▶ **Task brief**
Between the line containing "3. No PDF show" and the line containing "In my case I" lies a run of lines; give that run again exactly, with both of those lines, and nothing else from the entries below.
^^^^^^^^^^^^^^^^
Issue #6748, opened 2025-10-15
PDF files filter in Annotate PDF - Open File not working properly, only shows PDFs when "All" files is selected


IkeEisenhauer:
### Operating System

Windows

### (Linux Only) Display Server

None

### Installation Method

Official Release

### Xournal++ Version

1.2.8+dev

### libgtk Version

3.24.43

### Bug Description

PDF files do not appear in the chooser window when using Annotate PDF with the PDF filter set.
They do show up if you set filter to ALL

### Expected Behaviour

1. Click Annotate PDF
2. PDF files show up in chooser window when PDF filter is on

### Steps to Reproduce

1. Click Annotate PDF
2. Change directory to where known PDFs are with PDF fitler on
3. No PDF show
4. Change filter to ALL
5. PDFs appear

### Additional Context

This might be due to changing the default PDF reader app from Adobe Acrobat to Foxit Editor. Did not notice the problem until I did that, worked properly however when default reader was Foxit Reader

rolandlo:
In my case I see all files in some folders (even .exe files), whereas the filters work fine in different folders.
Moreover I get warnings like in this yet unfixed GLib issue: https://gitlab.gnome.org/GNOME/glib/-/issues/3279

Issue #5033, opened 2023-08-10
Xournal++ troubles


ramaswamysriram:
When I open a pdf file in Xournal++ I get error messages and a prompt to send a bug report.

rolandlo:
And what are the error messages and errorlog?

ramaswamysriram:
Thanks for responding so fast.

Error message on the screen when I open the pdf file with Xournal++ reads:

There are errorlogfiles from Xournal++. Please find a Bugreport, so the bug may be fixed.
You're using "xournalapp/HEAD" branch. The most recent log file name: /home/sriram/snap/xournalapp/common/errorlogs/errorlog.20220715-194331.log

Error logfile:

Date: Fri Jul 15 19:43:31 2022
Error: signal 11
[bt]: (0) /snap/xournalpp/69/usr/bin/xournalpp(+0x435b8a) [0x5611cea47b8a]
[bt]: (1) /lib/x86_64-linux-gnu/libc.so.6(+0x43090) [0x7f94e1da8090]
[bt]: (2) /snap/xournalpp/69/usr/bin/xournalpp(_ZNK7Element7getTypeEv+0x10) [0x5611cea06a52]
[bt]: (3) /snap/xournalpp/69/usr/bin/xournalpp(_ZNK12DocumentView11drawElementEP6_cairoP7Element+0x24) [0x5611cea3a3d2]
[bt]: (4) /snap/xournalpp/69/usr/bin/xournalpp(_ZN12DocumentView9drawLayerEP6_cairoP5Layer+0x13a) [0x5611cea3a67c]
[bt]: (5) /snap/xournalpp/69/usr/bin/xournalpp(_ZN12DocumentView8drawPageESt10shared_ptrI7XojPageEP6_cairobbbb+0x16e) [0x5611cea3aeea]
[bt]: (6) /snap/xournalpp/69/usr/bin/xournalpp(_ZN10PreviewJob8drawPageEv+0x1fe) [0x5611ce8c2666]
[bt]: (7) /snap/xournalpp/69/usr/bin/xournalpp(_ZN10PreviewJob3runEv+0x4d) [0x5611ce8c2a25]
[bt]: (8) /snap/xournalpp/69/usr/bin/xournalpp(_ZN3Job7executeEv+0x27) [0x5611ce8c19f5]
[...]

Issue #29, opened 2013-09-17
Catch Addpoppler Branch up to Master


wbrenna:
Addpoppler has deviated from Master because of the difference in automake files. Once these are properly copied from Master, the branches can again be merged to keep addpoppler up to date with changes.

Issue #28, opened 2013-09-14
Add Colour to Insert Mathtex


wbrenna:
In util/LatexAction.cpp a colour option could be added to choose the Mathtex colour.

andreasb242:
Already possible, e.g. write \color{red}red

Therefore i close this, because of age

alexeymuranov:
Latex tool wishlist #1115:
> Rendered font color should be the color selected in the toolbar

PR #7088, opened 2026-02-06
Implement GtkScrollable for GtkXournal widget

### LINKED ISSUE #5333: XournalWidget blacks out with many pages on certain zoom levels
### Operating System

Linux

### (Linux only) Distribution

Ubuntu

GNOME

Wayland

### Installation Method

PPA

### Xournal++ Version

all

### libgtk Version

3.24.38

### Bug Description

When using a xopp-document with several hundreds or thousands of pages (with or without PDF background) the XournalWidget goes black on certain zoom levels. One would expect that this occurs only on high zoom levels. It's different though: When I increase the zoom in steps from minimum to maximum, on some zoom levels everything displays fine, whereas on other zoom levels, it goes black. For example in `graph.xopp` contained here [graph.zip](https://github.com/xournalpp/xournalpp/files/13325110/graph.zip) I have 7586 empty pages with graph background, all with the same size:
```xml
<page width="612" height="792">
<background type="solid" color="#ffffffff" style="graph"/>
<layer/>
```
- Using the (default) 1-column layout (and zooming via CTRL+plus) I get for instance (the values are not always the same)
  - correct display on zoom levels: 30%-58%, 125-183%, 268%-295%, 393%-432%, 523%, 633%
  - black widget on zoom levels: 64%-113%, 201%-244%, 325%-357%, 475%, 575%, 696-700%
  
[BlackingOut.webm](https://github.com/xournalpp/xournalpp/assets/40485433/73e79ea0-ea46-4acd-b019-bcec3511b0c4)

The same happens when I open a PDF with the same number of pages and page sizes (the current [stacks project reference book](https://stacks.math.columbia.edu/download/book.pdf) in this example).

The might be some bug in the layout system. I have also observed that when the widget is rendered black, the `gtk_xournal_draw` is not executed, even though the layout is recalculated. 

### Expected Behaviour

No blacking out.

### Steps to Reproduce

1. Open a xopp-document (like `graph.xopp` above) with thouands of pages
2. zoom in or out and observe the blacking out like in the screen recording

### Additional Context

_No response_

bhennion:
Fix #5333 

This fixes the issue as described in https://github.com/xournalpp/xournalpp/issues/5333#issuecomment-3239250724

~~This PR is based on #7081 and will wait until #7081 is merged.~~

### DIFF
--- a/src/core/control/zoom/ZoomControl.cpp
+++ b/src/core/control/zoom/ZoomControl.cpp
@@ -35,8 +35,9 @@ auto onScrolledwindowMainScrollEvent(GtkWidget* widget, GdkEventScroll* event, Z
                 (event->direction == GDK_SCROLL_UP || (event->direction == GDK_SCROLL_SMOOTH && event->delta_y < 0)) ?
                         ZOOM_IN :
                         ZOOM_OUT;
-        // translate absolute window coordinates to the widget-local coordinates and start zooming
-        zoom->zoomScroll(direction, Util::toWidgetCoords(widget, xoj::util::Point{event->x_root, event->y_root}));
+        xoj::util::Point<double> center;
+        gdk_event_get_coords((GdkEvent*)event, &center.x, &center.y);
+        zoom->zoomScroll(direction, center);
         return true;
     }
 
@@ -47,13 +48,15 @@ auto onScrolledwindowMainScrollEvent(GtkWidget* widget, GdkEventScroll* event, Z
 auto onTouchpadPinchEvent(GtkWidget* widget, GdkEventTouchpadPinch* event, ZoomControl* zoom) -> bool {
     if (event->type == GDK_TOUCHPAD_PINCH && event->n_fingers == 2) {
         switch (event->phase) {
-            case GDK_TOUCHPAD_GESTURE_PHASE_BEGIN:
+            case GDK_TOUCHPAD_GESTURE_PHASE_BEGIN: {
                 if (zoom->isZoomFitMode()) {
                     zoom->setZoomFitMode(false);
                 }
-                // translate absolute window coordinates to the widget-local coordinates and start zooming
-                zoom->startZoomSequence(Util::toWidgetCoords(widget, xoj::util::Point{event->x_root, event->y_root}));
+                xoj::util::Point<double> center;
+                gdk_event_get_coords((GdkEvent*)event, &center.x, &center.y);
+                zoom->startZoomSequence(center);
                 break;
+            }
             case GDK_TOUCHPAD_GESTURE_PHASE_UPDATE:
                 zoom->zoomSequenceChange(event->scale, true);
                 break;
--- a/src/core/gui/MainWindow.cpp
+++ b/src/core/gui/MainWindow.cpp
@@ -338,10 +338,6 @@ void MainWindow::setGtkTouchscreenScrollingEnabled(bool enabled) {
 
 auto MainWindow::getLayout() const -> Layout* { return this->xournal->getLayout(); }
 
-auto MainWindow::getNegativeXournalWidgetPos() const -> xoj::util::Point<double> {
-    return Util::toWidgetCoords(this->winXournal, xoj::util::Point{0.0, 0.0});
-}
-
 auto cancellable_cancel(GCancellable* cancel) -> bool {
     g_cancellable_cancel(cancel);
 
--- a/src/core/gui/MainWindow.h
+++ b/src/core/gui/MainWindow.h
@@ -113,14 +113,6 @@ public:
     [[maybe_unused]] Menubar* getMenubar() const;
 
     /**
-     * Get the position of the top left corner of screen (X11) or the window (Wayland)
-     * relative to the Xournal Widget top left corner
-     *
-     * @see Util::toWidgetCoords()
-     */
-    xoj::util::Point<double> getNegativeXournalWidgetPos() const;
-
-    /**
      * Disable kinetic scrolling if there is a touchscreen device that was manually mapped to another enabled input
      * device class. This is required so the GtkScrolledWindow does not swallow all the events.
      */
--- a/src/core/gui/inputdevices/TouchInputHandler.cpp
+++ b/src/core/gui/inputdevices/TouchInputHandler.cpp
@@ -156,11 +156,6 @@ void TouchInputHandler::zoomStart() {
     auto center = (this->priLastAbs + this->secLastAbs) / 2.0;
     this->lastZoomScrollCenter = center;
 
-    // translate absolute window coordinates to the widget-local coordinates
-    const auto* mainWindow = inputContext->getView()->getControl()->getWindow();
-    const auto translation = mainWindow->getNegativeXournalWidgetPos();
-    center += translation;
-
     zoomControl->startZoomSequence(center);
 
     this->startZoomReady = false;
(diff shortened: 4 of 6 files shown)


bhennion:
This PR deserves an explanation, as I think what's happening here is deeper than what the diff might suggest.

Before this PR, the widget structure was: GtkScrolledWindow -> GtkViewPort -> GtkXournal
With this PR, it becomes: GtkScrolledWindow -> GtkXournal

Removing the intermediate GtkViewPort is only possible because GtkXournal now implements the GtkScrollable interface.
It has several effects:
1. #5333 is fixed: not sure where the bug came from. Somewhere in the GtkViewPort code I guess
2. The GtkViewPort had a buffer (GtkPixelCache) caching a rendered part of the GtkXournal. So this removes this second buffer (we already cache the rendered pages), probably improving performances a little bit.
3. More subtly, concerning the GtkXournal instance
    1. Before this PR:
        1. It was (virtually) allocated a potentially huge area, corresponding to the (zoom dependent) total size of the Layout.
        2. Its widget coordinates were the same as the Layout pixel coordinates.
        3. Its gtk_xournal_draw() function was called at the discretion of the GtkViewPort implementation: when a piece of it needed to be refreshed, or when we scrolled enough so that the GtkViewPort buffer wasn't sufficient anymore.
    2. After the PR:
        1. It has a small allocation, corresponding to the visible area. This allocation never changes when scrolling/zooming.
        2. Its widget-coordinates are now the same as the GtkScrolledWindow's coordinates.
        3. Its gtk_xournal_draw() function is called exactly when we ask it to be (via a `gtk_widget_queue_draw()`). This means we have to call it by hand when we scroll.

Overall, those are, I think, positive effects. We have less Gtk callbacks due to reallocation. Also, the size of the Layout is no longer relevent from the GtkWidget point of view: we can allow it to be as big as necessary (and maybe down the line, infinite).
Still, the change of behaviour of the widget coordinates is worth highlighting.
It may also be that some comments in the code are now referring to the wrong coordinates. I'll try to search for those in the code.

bhennion:
> There is an issue with PDF hyperlinks. They don't work in this PR when clicking on them while having the PDF selection tool activated.

Indeed it was! The (Pdf)FloatingToolbox were also misplaced. I hope I got them all. I also cleaned up some comments, to make clearer what coordinate system was used. Here is a drawing of the different coordinate systems we often encounter in the code (after this PR):
Coordinates

Note that before this PR:
- widget coordinate meant Layout pixel coordinates
- what is now widget coordinates was sometimes called "absolute coordinate" (input system)

rolandlo:
> I got a crash (reproducibly) after creating a new document after annotating a large one (discarding the chances):
> 
> ```
> Try to get a stacktrace...
> Stack trace (most recent call first):
> #0  0x0000634d08a51558 in Stacktrace::printStacktrace(std::ostream&) at inst/bin/xournalpp
> #1  0x0000634d086d3e43 in crashHandler at inst/bin/xournalpp
> #2  0x00007bdeab845f5f at /lib/x86_64-linux-gnu/libc.so.6
> #3  0x00007bdeab8a5fed in pthread_kill at /lib/x86_64-linux-gnu/libc.so.6
> #4  0x00007bdeab845e2d in gsignal at /lib/x86_64-linux-gnu/libc.so.6
> #5  0x00007bdeab828887 in abort at /lib/x86_64-linux-gnu/libc.so.6
> #6  0x00007bdeabcad3d7 in std::__glibcxx_assert_fail(char const*, int, char const*, char const*) at /lib/x86_64-linux-gnu/libstdc++.so.6
> #7  0x0000634d0876a285 in std::vector<std::unique_ptr<XojPageView, std::default_delete<XojPageView> >, std::allocator<std::unique_ptr<XojPageView, std::default_delete<XojPageView> > > >::operator[](unsigned long) const at inst/bin/xournalpp
> #8  0x0000634d088c8274 in Layout::updateVisibility() at inst/bin/xournalpp
> #9  0x0000634d088c7120 in Layout::verticalScrollChanged(_GtkAdjustment*, Layout*) at inst/bin/xournalpp
> #10 0x00007bdeac92d5db in g_closure_invoke at /lib/x86_64-linux-gnu/libgobject-2.0.so.0
> #11 0x00007bdeac94be08 at /lib/x86_64-linux-gnu/libgobject-2.0.so.0
> #12 0x00007bdeac94dda5 at /lib/x86_64-linux-gnu/libgobject-2.0.so.0
> #13 0x00007bdeac94e007 in g_signal_emit_valist at /lib/x86_64-linux-gnu/libgobject-2.0.so.0
> #14 0x00007bdeac94e0c2 in g_signal_emit at /lib/x86_64-linux-gnu/libgobject-2.0.so.0
> #15 0x00007bdeaccba0f8 in gtk_adjustment_clamp_page at /lib/x86_64-linux-gnu/libgtk-3.so.0
> #16 0x0000634d088c91e6 in Layout::ensureRectIsVisible(int, int, int, int) at inst/bin/xournalpp
> #17 0x0000634d08768435 in XournalView::scrollTo(unsigned long, XojPdfRectangle) at inst/bin/xournalpp
> #18 0x0000634d08769b89 in XournalView::documentChanged(DocumentChangeType) at inst/bin/xournalpp
> #19 0x0000634d087daa34 in DocumentHandler::fireDocumentChanged(DocumentChangeType) at inst/bin/xournalpp
> #20 0x0000634d087d0ebe in Document::operator=(Document const&) at inst/bin/xournalpp
> #21 0x0000634d088234dc in Control::replaceDocument(std::unique_ptr<Document, std::default_delete<Document> >, int) at inst/bin/xournalpp
> #22 0x0000634d08822c9e at inst/bin/xournalpp
> #23 0x0000634d08832a57 at inst/bin/xournalpp
> #24 0x0000634d0883072e at inst/bin/xournalpp
> #25 0x0000634d0882eaa3 at inst/bin/xournalpp
> #26 0x0000634d08839a15 in std::function<void (bool)>::operator()(bool) const at inst/bin/xournalpp
> #27 0x0000634d08829b4e in Control::close(std::function<void (bool)>, bool, bool, bool) at inst/bin/xournalpp
> #28 0x0000634d08822df7 in Control::newFile(std::filesystem::__cxx11::path) at inst/bin/xournalpp
> #29 0x0000634d0886c62c in ActionProperties<(Action)0>::callback(_GSimpleAction*, _GVariant*, Control*) at inst/bin/xournalpp
> ```

The easiest way to reproduce:
1) Start Xournal++ from this PR
2) Add a 2nd page (Ctrl+D)
3) Create a new document (Ctrl+N), discard changes

bhennion:
Actually, it is a problem with current master already... Surely due to the Layout refactor

Edit: See #7182 for a fix

rolandlo (approved):
LGTM. I have tested on Windows and MacOS ARM as well to be sure not to get any nasty surprises and haven't found issues with this PR.
There is an issue with file filters on Windows, but unrelated to this PR.

Great that #5033 gets fixed.

bhennion:
> There is an issue with file filters on Windows, but unrelated to this PR.

Would that be #6748?



> LGTM. I have tested on Windows and MacOS ARM as well to be sure not to get any nasty surprises and haven't found issues with this PR.

Thanks a lot for the thorough testing!

rolandlo:
> > There is an issue with file filters on Windows, but unrelated to this PR.
> 
> Would that be #6748?

Not exactly. All files show up in some folders (even .exe and the like). And there are some Gtk-Criticals connected to that.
^^^^^^^^^^^^^^^^
▶ **Response for this exercise**
3. No PDF show
4. Change filter to ALL
5. PDFs appear

### Additional Context

This might be due to changing the default PDF reader app from Adobe Acrobat to Foxit Editor. Did not notice the problem until I did that, worked properly however when default reader was Foxit Reader

rolandlo:
In my case I see all files in some folders (even .exe files), whereas the filters work fine in different folders.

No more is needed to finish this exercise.